Ученые-биологи из университета штата Пенсильвания попробовали убрать чехол (может, он не нужен?). Обкорнали 50 деревьев. Сбрили старую ветошь начисто. До самого ствола. И что же? Больше половины монахов засохло. Операцию производили в марте (в Андах самый сухой сезон!). Оголенные стволы транжирили влагу выше своих возможностей и погибли. Небритые деревца продолжали жить.
Если проникнуть к вершинам новозеландских гор, то и там тоже можно найти деревца из семейства астровых. Они из рода олеария, «древесные маргаритки». Вечнозеленые. Крепкие. Приземистые, как кустарники. В тех местах постоянно льют дожди, свищут штормовые ветры. Олеариям ветер не особенно страшен. Они сгрудились тесными рощами, сквозь которые не проникнуть ни ветру, ни человеку.

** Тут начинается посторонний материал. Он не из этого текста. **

PR #790, opened 2024-05-19
Gradle build chain rework with kotlin DSL

AbhigyaKrishna:
Rewritten whole of the build chain in kotlin dsl with best practices.

Tasks:
- [x] Rewrite with kotlin dsl
- [x] Version catalog for dependencies
- [x] Use gradle convention plugin instead of subproject configuration
- [x] Improve build chain
- [x] Rewrite mapping compression task in kotlin


SamB440:
Perhaps consider updating the JDK to 21 as that's what Minecraft uses now. Fabric will need it when updating, I already had to do this for my Sponge PR.

Bram1903:
Great PR! Certainly a huge improvement! Versioning is now much easier to maintain 💪🏻

buildSrc/src/main/kotlin/packetevents.library-conventions.gradle.kts
```diff
@@ -0,0 +1,73 @@
...
+}
+
+dependencies {
+    compileOnly("org.jetbrains:annotations:23.0.0")
+}
+
+java {
+    withSourcesJar()
+    disableAutoTargetJvm()
+}
```
Bram1903, line 23: Perhaps, as @SamB440 said earlier in this PR, we should set the toolchain to use Java 21. Due to your compiler settings, this will still compile back to Java 8.

```suggestion
java {
    toolchain.languageVersion = JavaLanguageVersion.of(21)
    withSourcesJar()
    disableAutoTargetJvm()
}
```

AbhigyaKrishna: We should be forcing the language version of the code to be Java 8. Hence, this shouldn't be done. As of @SamB440, he is introducing the sponge module which would require java version to be 21. This shouldn't be set globally as our own code should remain Java 8. And for the fabric, its already set to Java 17.

Bram1903: Thanks for the clarification! About Fabric specifically, that should probably be updated from Java 17 -> 21.

retrooper: Is it necessary and is Fabric backwards compatible?

retrooper: Not that backwards compatibility is essential on any platform other than Spigot, but if it is not necessary why bother now?

AbhigyaKrishna: This pr is not for updating fabric, I shouldn't merge two key update in one pr.

Bram1903: I agree with you Abhigya. Fabric isn't relevant for this PR. Anyway, the PR is really nice! It's much easier to navigate through the build chain now.

retrooper: 👍

PR #807, opened 2024-05-31
Removed: bStats Configuration Option

Bram1903:
## Explanation
We've observed that many users disable bStats for PacketEvents while keeping it enabled for their own plugins. This inconsistency raised questions about the necessity of having a separate bStats setting within PacketEvents. Since bStats can be disabled globally via `bStats/config.yml`, having an additional setting in PacketEvents was redundant and potentially confusing, as it allowed one plugin to enable bStats while another could disable it.

To streamline the configuration and reduce confusion, we have decided to remove the bStats configuration option accessible through `PacketEvents#getAPI#getSettings#bStats`. The relevant methods have been deprecated and rendered ineffective. Specifically, `PacketEventsSettings#bStats` will no longer have any effect, and `PacketEventsSettings#isbStatsEnabled` will always return true.

## Tasks
- [x] Mark the current methods as deprecated.
- [x] Made bStats specific methods ineffective. 
- [x] Remove internal bStats enabled checks to ensure bStats is always enabled.

## Clarification
For those concerned about this change, disabling bStats remains possible and is consistent with how you would disable it for other plugins. To disable bStats, navigate to the `bStats` directory within your server's plugins directory. In `config.yml`, you will find an option to disable bStats.


Aaron2404:
I love this change! The hypocrisy of the bstats situation, like you described, has always kind of bugged me.

> We've observed that many users disable bStats for PacketEvents while keeping it enabled for their own plugins.

retrooper (approved):
The description explains the situation. It is possible for your users to disable bStats, there's no necessity to disable it, specifically just for PacketEvents, on their behalf. And there's the hypocrisy, where some plugins might unintentionally disable it for PacketEvents, but enable it for their own plugin.

Issue #810, opened 2024-06-01
Treasure maps and other maps with icons cause a DecoderException when decoded as an item


joshuaprince:
**Describe the bug**
Reading any map that has an icon (most notably treasure maps) with wrappers such as WrapperPlayServerWindowItems kicks the player.

Client log:
```
[16:18:41] [Netty Epoll Client IO #13/ERROR]: Network Exception Caught
io.netty.handler.codec.DecoderException: Failed to decode packet 'clientbound/minecraft:container_set_content'
... truncated ...
Caused by: io.netty.handler.codec.DecoderException: Failed to decode: No key rotation in MapLike[{float:180.0f,type:"minecraft:red_x",x:-1399.0d,z:1545.0d}] missed input: {+:{float:180.0f,type:"minecraft:red_x",x:-1399.0d,z:1545.0d}} {+:{float:180.0f,type:"minecraft:red_x",x:-1399.0d,z:1545.0d}}
```

**Software brand**
Paper 1.20.6-130
PacketEvents 2.3.1-SNAPSHOT (rev 3352f25e)

**Plugins**
Just PacketEvents, built from source with added wrapper

**How To Reproduce**
```java
            public void onPacketPlaySend(PacketPlaySendEvent event) {
                if (event.getPacketType() == PacketType.Play.Server.WINDOW_ITEMS) {
                    WrapperPlayServerWindowItems w = new WrapperPlayServerWindowItems(event);
                    w.getItems();
                }
            }
```

Either find a shipwreck and open a chest that contains a treasure map, or give a map with an icon:
```
/give @s minecraft:map
[ explore the map ]
[ replace MAPID with the map ID just explored, and coordinates with your coordinates ]
/give @s minecraft:filled_map[minecraft:map_decorations={"a": {"type": "red_x", "x": MY_X, "z": MY_Z, "rotation": 0}}, minecraft:map_id=MAPID]
```

Log out and back in. Since the item is now in your inventory, it always kicks you on join until the WrapperPlayServerWindowItems is removed.

**Expected behavior**
No exception or kick.

**Screenshots**
N/A

**Additional context**
N/A

booky10:
Which client version? Also 1.20.5/1.20.6?

joshuaprince:
> Which client version? Also 1.20.5/1.20.6?

Also 1.20.6. Turned out to be a pretty simple fix, #811

PR #811, opened 2024-06-01
Fix map ItemStack decoding for rotation key

joshuaprince:
Fixes https://github.com/retrooper/packetevents/issues/810


booky10 (approved):
:+1:

AbhigyaKrishna:
Thank you for the contribution.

Новозеландский ботаник Л. Кокейн все же попытался преодолеть олеариевые бастионы, но в изнеможении остановился, переводя дух и вытирая пот со лба: попал в ловушку. Позади сомкнулась вечнозеленая стена. Неожиданно ученого осенило. А что, если идти поверху, по кронам? Взобрался на крепкое деревце олеарии, переступил на соседнее и зашагал легко и свободно. С тех пор всем советовал поступать так же.
Есть уникумы среди астровых и в Гималаях. Горькуша хлопчатниковая. Вся закутана в белый мех из тонких волосков и похожа на цилиндр из хлопка, поставленный на попа. Несколько лет горькуша наращивает розетку волосистых листьев. Наконец первый и последний раз в жизни на вершине раскрываются пурпурные цветки. Они сидят пучками и похожи на кисточки для бритья. Каждый утопает в белоснежном одеянии. И лишь небольшое отверстие оставлено для входа насекомых.